Tasmanian Botanics is positioning itself to become one of Australia's largest domestic suppliers of medicinal cannabis, having commenced cultivation at its newly constructed 10-chamber, 1.1 hectare greenhouse.
Four of the chambers are now actively growing plants, with the company projecting an average harvest cycle of once every three weeks.
An additional two chambers are expected to come online in April — one of which will be dedicated to the vegetative growth phase — shortening the interval between harvests to approximately two weeks.
In a final stage of the rollout, blackout curtains will be installed across the remaining four chambers during winter, allowing Tasmanian Botanics to run two seasonal crops through spring and summer of 2024/25.
The start of cannabis production at the new site comes two years after the project was placed on hold by then-incoming chief executive Dan Howard.
When Howard took the role in late 2021 — having previously worked with Tilray and Valens — he chose to maximise output at the existing facility before committing millions of dollars to a large-scale upgrade.
Now that production is underway, the company expects each chamber harvest to yield between 175 and 200kg of dried flower. The expanded capacity will also allow it to introduce 28g jars of dried flower to its product range.
"We should have 3,000-4,000kg of dried, trimmed flower out of the greenhouse this calendar year and then up to 1,500kg of outdoor flower," Howard said. "All of the capacity will be used for dried flower and we are focusing our first harvests on existing products which will enable us to build inventory and launch 28-gram versions of Amethyst, Jade and Opal.
"But there is always byproduct that is used for extraction. And with our recently expanded extraction capacity we've been able to leverage the increased THC biomass to launch our new THC 50 oral liquid."
Howard also confirmed the company will introduce a newly bred in-house cultivar in April.
The original greenhouse, meanwhile, has been repurposed as a mother plant nursery.
"We will be able to keep enough mothers to have up to six active strains at a given time," Howard said, adding that the company would begin with four strains and "a couple of others in commercial scale trials."

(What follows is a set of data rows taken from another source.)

PR #123, opened 2024-05-24
Fix elixir 1.17 warnings

MrYawe:
Fixes
```
warning: 0..-2 has a default step of -1, please write 0..-2//-1 instead
  test/chat_models/chat_ollama_ai_test.exs:160: ChatModels.ChatOllamaAITest."test call/2 basic content example with streaming"/1
```


brainlid (approved):
Thanks for fixing this!

PR #124, opened 2024-05-29
Add ChatVertexAI

raulchedrese:
Here is my first crack at a a ChatVertexAI module. I'm currently using this module in production with good results.

I adapted the tests from the existing ChatGoogleAI module.

I also have a fix in here for an issue I ran into when using OpenAI through Azure. I don't know that this is an ideal way to deal with the issue though. Let me know if you want me to remove that fix from this PR.


lib/chains/llm_chain.ex
```diff
@@ -226,6 +226,18 @@ defmodule LangChain.Chains.LLMChain do
 
         {:ok, updated_chain}
 
+      # When calling the latest OpenAI models through Azure it sometimes returns an empty list
+      # as the first element of a list of MessageDeltas. This is a workaround to handle that.
+      # It would likely be better to handle this in ChatOpenAI instead.
+      {:ok, [[] | _] = deltas} ->
```
brainlid, line 232: Yes, this peculiarity should be handled in the LLM module instead. It would also need a test case. 

Perhaps we can pull this out into a separate PR?

brainlid (changes requested):
Just looking over the ChatVertextAI module looks good. Thanks!

brainlid (approved):
Thanks for helping to finalize the changes! Let's try this out let others bang on it too.

Thanks!
❤️💛💙💜

PR #127, opened 2024-05-31
Handle data extraction where tool_calls response is a list.

cpursley:
A high percentage of the responses for the data extraction chain have been returning a list of tool_calls instead of a single result in the "info". This PR maps "info" when there are multiple tool calls. Not sure how to set up a test case for that but open to ideas.

### DIFF
--- a/lib/chains/data_extraction_chain.ex
+++ b/lib/chains/data_extraction_chain.ex
@@ -105,23 +105,7 @@ Passage:
       |> LLMChain.add_tools(build_extract_function(json_schema))
       |> LLMChain.add_messages(messages)
       |> LLMChain.run()
-      |> case do
-        {:ok, _updated_chain,
-         %Message{
-           role: :assistant,
-           tool_calls: [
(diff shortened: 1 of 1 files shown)


brainlid:
@cpursley yes, the data extraction chain needs to be fixed up. I'm working through a big change right now that will make the data extraction process easier particularly for models that don't support tool calls (like Bumblebee self-hosted models).

Because every model is so unique in terms of what it can do and the prompts needed for a successful extraction, I'm less and less convinced that a standard one-size-fits-all chain can work well. It might be more of, "Here's a guide and a template for building your own data extraction process".

I'm hopefully finishing up the code changes now and will write more about this.

cpursley:
This also might be that I'm using Llama but via an OpenAI compatible API fwiw.

Sounds good, let me know how I can help.

brainlid:
This may still be an issue with the new version. I'm not sure. You'll have to give it a try and let me know what's happening.

PR #135, opened 2024-06-11
Added a failing test for tool usage with Gemini

nileshtrivedi:
I have simply copied the OpenAI calculator test for Gemini and I'm able to run it with `mix test test/tools/calculator_gemini_test.exs --include live_call --include live_gemini`, having first defined the Gemini API Key in a shell variable with: `export GEMINI_API_KEY=your_gemini_api_key`.

This test now fails:

```
  1) test live test performs repeated calls until complete with a live LLM (LangChain.Tools.CalculatorTest)
     test/tools/calculator_gemini_test.exs:68
     ** (MatchError) no match of right hand side value: {:error, %LangChain.Chains.LLMChain{llm: %LangChain.ChatModels.ChatGoogleAI{endpoint: "https://generativelanguage.googleapis.com/v1beta", version: "v1beta", model: "gemini-pro", api_key: nil, temperature: 0.0, top_p: 1.0, top_k: 1.0, receive_timeout: 60000, stream: false}, verbose: false, verbose_deltas: false, tools: [%LangChain.Function{name: "calculator", description: "Perform basic math calculations or expressions", display_text: nil, function: #Function<0.76765322/2 in LangChain.Tools.Calculator.execute>, async: true, parameters_schema: %{type: "object", required: ["expression"], properties: %{expression: %{type: "string", description: "A simple mathematical expression"}}}, parameters: []}], _tool_map: %{"calculator" => %LangChain.Function{name: "calculator", description: "Perform basic math calculations or expressions", display_text: nil, function: #Function<0.76765322/2 in LangChain.Tools.Calculator.execute>, async: true, parameters_schema: %{type: "object", required: ["expression"], properties: %{expression: %{type: "string", description: "A simple mathematical expression"}}}, parameters: []}}, messages: [%LangChain.Message{content: "Answer the following math question: What is 100 + 300 - 200?", processed_content: nil, index: nil, status: :complete, role: :user, name: nil, tool_calls: [], tool_results: nil}], custom_context: nil, message_processors: [], max_retry_count: 3, current_failure_count: 0, delta: nil, last_message: %LangChain.Message{content: "Answer the following math question: What is 100 + 300 - 200?", processed_content: nil, index: nil, status: :complete, role: :user, name: nil, tool_calls: [], tool_results: nil}, needs_response: true, callbacks: [%{on_tool_response_created: #Function<2.77608786/2 in LangChain.Tools.CalculatorTest."test live test performs repeated calls until complete with a live LLM"/1>}]}, "Unexpected response"}
     code: {:ok, updated_chain, %Message{} = message} =
     stacktrace:
       test/tools/calculator_gemini_test.exs:85: (test)

     The following output was logged:
     
     18:03:13.653 [error] Trying to process an unexpected response. ""
     
     18:03:13.653 [error] Error during chat call. Reason: "Unexpected response"
```


brainlid:
Thanks @nileshtrivedi for testing it out with GoogleGemini! Looks like I'll have to get an account. I can't run this currently. 

BTW, a repeatable way to work with a service like this is to IO.inspect the received data before it's processed (and failing). Then setup a fake API response that returns that data. Then it's easy to run and re-run the development without hitting a live service. This is especially helpful when it works one time but not the other because of how the LLM varies a response.

Just letting you know, I won't merge in a new test file for Gemini and would rather create a Gemini specific test in the existing test file.

PR #1788, opened 2025-01-06
bug[next]: Fix propagated symbols order stability across runs

tehrengruber:
If statements in FOAST have a special `propagated_symbols` annex attributed that contains all symbols that are defined and hence available outside of the if. The compuation of these symbols is based on a set operation whose order is not stable across runs. This PR fixes that by sorting them. Since behavior changes across runs are hard to test and we don't have any facilities for that no test is provided.

### DIFF
--- a/src/gt4py/next/ffront/field_operator_ast.py
+++ b/src/gt4py/next/ffront/field_operator_ast.py
@@ -180,7 +180,7 @@ class IfStmt(Stmt):
     @datamodels.root_validator
     @classmethod
     def _collect_common_symbols(cls: type[IfStmt], instance: IfStmt) -> None:
-        common_symbol_names = (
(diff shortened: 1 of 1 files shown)


src/gt4py/next/ffront/field_operator_ast.py
```diff
@@ -180,7 +180,7 @@ class IfStmt(Stmt):
     @datamodels.root_validator
     @classmethod
     def _collect_common_symbols(cls: type[IfStmt], instance: IfStmt) -> None:
-        common_symbol_names = (
+        common_symbol_names = sorted(  # sort is required to get stable results across runs
```
havogt, line 183: why are they not always in the same order?

havogt (approved):

PR #1790, opened 2025-01-08
feat[next][dace]: iterator-view support to DaCe backend

edopao:
The lowering of scan to SDFG requires the support for iterator view. This PR introduces a subset of iterator features:
- Local `if_` with exclusive branch execution
- Lowering of `list_get`, `make_tuple` and `tuple_get` in iterator view
- Field operators returning a tuple of fields
- Tuple of fields with different size

Iterator tests are enabled on dace CPU backend without SDFG transformations (`auto_optimize=False`).


src/gt4py/next/program_processors/runners/dace_fieldview/gtir_dataflow.py
```diff
@@ -190,8 +196,10 @@ class EmptyInputEdge(DataflowInputEdge):
     state: dace.SDFGState
     node: dace.nodes.Tasklet
 
-    def connect(self, me: dace.nodes.MapEntry) -> None:
-        self.state.add_nedge(me, self.node, dace.Memlet())
+    def connect(self, map_entry: Optional[dace.nodes.MapEntry]) -> None:
+        # the empty edge is not created if the dataflow is instatiated without a map
```
philip-paul-mueller, line 200: I am curious why.

src/gt4py/next/program_processors/runners/dace_fieldview/gtir_dataflow.py
```diff
@@ -200,38 +208,49 @@ class DataflowOutputEdge:
...
 
     def connect(
         self,
-        mx: dace.nodes.MapExit,
+        map_exit: Optional[dace.nodes.MapExit],
         dest: dace.nodes.AccessNode,
         subset: dace_subsets.Range,
     ) -> None:
         # retrieve the node which writes the result
         last_node = self.state.in_edges(self.result.dc_node)[0].src
```
philip-paul-mueller, line 229: You should move this definition of `last_node` into the `if` branch, because the `else` branch redefines it.

src/gt4py/next/program_processors/runners/dace_fieldview/gtir_dataflow.py
```diff
@@ -545,6 +568,257 @@ def _visit_deref(self, node: gtir.FunCall) -> DataExpr:
...
+            input_memlets["__cond"] = condition_value
+
+        for if_branch_state, arg in zip([tstate, fstate], node.args[1:3]):
+            # visit each if-branch in the corresponding state of the nested SDFG
+            in_edges, out_edge = self._visit_if_branch(nsdfg, if_branch_state, arg, input_memlets)
+            for edge in in_edges:
+                edge.connect(map_entry=None)
+
+            # the result of each branch needs to be moved to the parent SDFG
+            def construct_output(
```
philip-paul-mueller, line 728: I would not define this function _inside_ a loop, you should declare it at the beginning of this function.

src/gt4py/next/program_processors/runners/dace_fieldview/gtir_dataflow.py
```diff
@@ -545,6 +568,257 @@ def _visit_deref(self, node: gtir.FunCall) -> DataExpr:
...
+            # because not all tuple fields are necessarily used in the lambda scope
+            for data_node in if_branch_state.data_nodes():
+                data_desc = data_node.desc(nsdfg)
+                if (not data_desc.transient) and (if_branch_state.degree(data_node) == 0):
+                    # isolated node, connect it to a transient to avoid SDFG validation errors
+                    temp, temp_desc = nsdfg.add_temp_transient_like(data_desc)
+                    temp_node = if_branch_state.add_access(temp)
+                    if_branch_state.add_nedge(
+                        data_node, temp_node, dace.Memlet.from_array(temp, temp_desc)
+                    )
```
philip-paul-mueller, line 773: - Why does this only affect transients?
- Why not simply delete the input nodes, I mean they do not serve any purpose?

src/gt4py/next/program_processors/runners/dace_fieldview/gtir_dataflow.py
```diff
@@ -545,6 +568,257 @@ def _visit_deref(self, node: gtir.FunCall) -> DataExpr:
...
+            else:
+                self._add_edge(
+                    input_expr.dc_node,
+                    None,
+                    nsdfg_node,
+                    inner,
+                    self.sdfg.make_array_memlet(input_expr.dc_node.data),
+                )
+
+        def connect_output(inner_value: ValueExpr) -> ValueExpr:
```
philip-paul-mueller, line 800: You should move this function declaration to the beginning of this function.

philip-paul-mueller (commented):
It looks good, there are some issues I see, but it looks good.

edopao (commented):
Thank you for the review comments, I tried to address most of them.

src/gt4py/next/program_processors/runners/dace_fieldview/gtir_dataflow.py
```diff
@@ -545,6 +568,257 @@ def _visit_deref(self, node: gtir.FunCall) -> DataExpr:
...
+                arg_node = arg.field
+                arg_desc = arg_node.desc(self.sdfg)
+                arg_expr = MemletExpr(
+                    arg_node, arg.gt_dtype, dace_subsets.Range.from_array(arg_desc)
+                )
+
+            arg_data = arg_node.data
+            # SDFG data containers with name prefix '__tmp' are expected to be transients
+            inner_data = (
+                arg_data.replace("__tmp", "__input", 1)
```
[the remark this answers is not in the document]
philip-paul-mueller: This requirement does not come from the SDFG parts of DaCe, it is because we use the frontend in very special ways and the frontend makes this assumption.
In my view it is either:
- A bug in the frontend (because it does not make sure that they are actually temporaries).
- It is undefined behaviour, because the documentation _clearly_ states that every identifier starting with two underscore might have a special meaning to DaCe (this is also the case in the `C` standard), so we have to use different names.

In addition you should also add a comment that explains why you do it.
However, I still thinks that the best and most clean solution would be to not use `sdfg.temp_data_name()` at all but use a wrapper, such that we do not have to it, because, we do not know when the same thing happens again.

src/gt4py/next/program_processors/runners/dace_fieldview/gtir_dataflow.py
philip-paul-mueller: Yes you are right, I did not saw that.

src/gt4py/next/program_processors/runners/dace_fieldview/gtir_dataflow.py
```diff
@@ -652,6 +926,55 @@ def _visit_neighbors(self, node: gtir.FunCall) -> ValueExpr:
...
+        list_arg = self.visit(node.args[1])
+        assert isinstance(list_arg, ValueExpr)
+        assert isinstance(list_arg.gt_dtype, ts.ListType)
+        assert isinstance(list_arg.gt_dtype.element_type, ts.ScalarType)
+
+        list_desc = list_arg.dc_node.desc(self.sdfg)
+        assert len(list_desc.shape) == 1
+
+        result_dtype = dace_utils.as_dace_type(list_arg.gt_dtype.element_type)
+        result, _ = self.sdfg.add_scalar(self.sdfg.temp_data_name(), result_dtype, transient=True)
```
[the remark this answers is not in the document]
philip-paul-mueller: See my comment above.
In summary: it is centralized, but we have, in certain case at certain places, to modify the names to avoid some specific behaviour in DaCe.
What we should do instead is generate names from the beginning that we will not run into that issue.
Because now, every time you essentially call `clone()` on a data descriptor, and changes its `transient` state, you have to remember and do the change.
Furthermore, currently it is only one pattern `__tmp` but there is no guarantee that it will remain that way.

philip-paul-mueller (commented):
There is the aspect of naming variables, i.e. the centralized naming stuff, I am not really happy.
The result looks good.

src/gt4py/next/program_processors/runners/dace_fieldview/gtir_dataflow.py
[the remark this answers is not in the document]
edopao: Fixed. You were right, the `__tmp` prefix in the parameter name can be avoided in the first place.

src/gt4py/next/program_processors/runners/dace_fieldview/gtir_dataflow.py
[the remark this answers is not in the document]
philip-paul-mueller: You should also add an `add_temp_array()` method, it is wired if it is missing.

src/gt4py/next/program_processors/runners/dace_fieldview/gtir_sdfg.py
```diff
@@ -53,6 +53,13 @@ def unique_map_name(self, name: str) -> str: ...
     @abc.abstractmethod
     def unique_tasklet_name(self, name: str) -> str: ...
 
+    def add_temp_scalar(
+        self, sdfg: dace.SDFG, dtype: dace.dtypes.typeclass
+    ) -> tuple[str, dace.data.Scalar]:
+        """Add a temporary scalar to the SDFG."""
+        temp_name = sdfg.temp_data_name()
```
philip-paul-mueller, line 60: - To fully avoid the renaming problem, you should perform here the renaming, i.e. `__tmp` -> `__gtit_tmp`, also add a note to why this is done.
- It looks rather strange that there is no `add_temp_array()` because they suffer from the same problem. Furthermore, it is just strange if that method is missing.

src/gt4py/next/program_processors/runners/dace_fieldview/gtir_dataflow.py
```diff
@@ -594,72 +658,88 @@ def _visit_if_branch(
...
+        return input_edges, output_edges
 
     def _visit_if(self, node: gtir.FunCall) -> ValueExpr | tuple[ValueExpr | tuple[Any, ...], ...]:
         """
         Lowers an if-expression with exclusive branch execution into a nested SDFG, in which
         each branch is lowered into a dataflow in a separate state and the if-condition is represented
         as the inter-state edge condtion.
         """
+
+        def visit_if_branch_result(
```
philip-paul-mueller, line 702: It is a bit strange that `visit_if_branch_result()` is an inner function but `_visit_if_branch_arg()` is not.
This is a bit inconsistent.

I see it captures `nsdfg`, I am against this capturing so I would add it as a note or add it as argument, as it is done for `state`.

philip-paul-mueller (commented):
I have two final remarks about, most importantly I think that an `add_temp_array()` function is missing and we should no longer generate `__tmp` names, but turn them differently.
Then there is something that I think is a bit inconsistent.

src/gt4py/next/program_processors/runners/dace_fieldview/gtir_dataflow.py
```diff
@@ -296,7 +299,14 @@ def get_tuple_type(
...
     return ts.TupleType(
-        types=[get_tuple_type(d) if isinstance(d, tuple) else d.gt_dtype for d in data]
+        types=[
+            get_tuple_type(d)
+            if isinstance(d, tuple)
+            else d.get_field_type()
+            if isinstance(d, IteratorExpr)
+            else d.gt_dtype
+            for d in data
+        ]
```
philip-paul-mueller, line 309: I highly recommend to turn it into a `if-elif-else` into a `for` loop.

philip-paul-mueller (approved):
LGTM

src/gt4py/next/program_processors/runners/dace_fieldview/gtir_dataflow.py
edopao: Fixed, thank you.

Howard described the new greenhouse as "on par with the largest operating greenhouse in the country."
"We also believe we have some advantages being in Tasmania, specifically a climate that doesn't require expensive dehumidification and cooling," he said.
"Being the only completely vertically integrated company in Australia, we also don't rely on any outside manufacturing or extraction partners.
"Up to this point our biggest bottleneck has been flower supply, but that shouldn't be a problem going forward.
"We expect to be the number one Australian-grown brand by the end of 2024 and expect to be challenging even the largest brands who import all of their product and don't do their own manufacturing."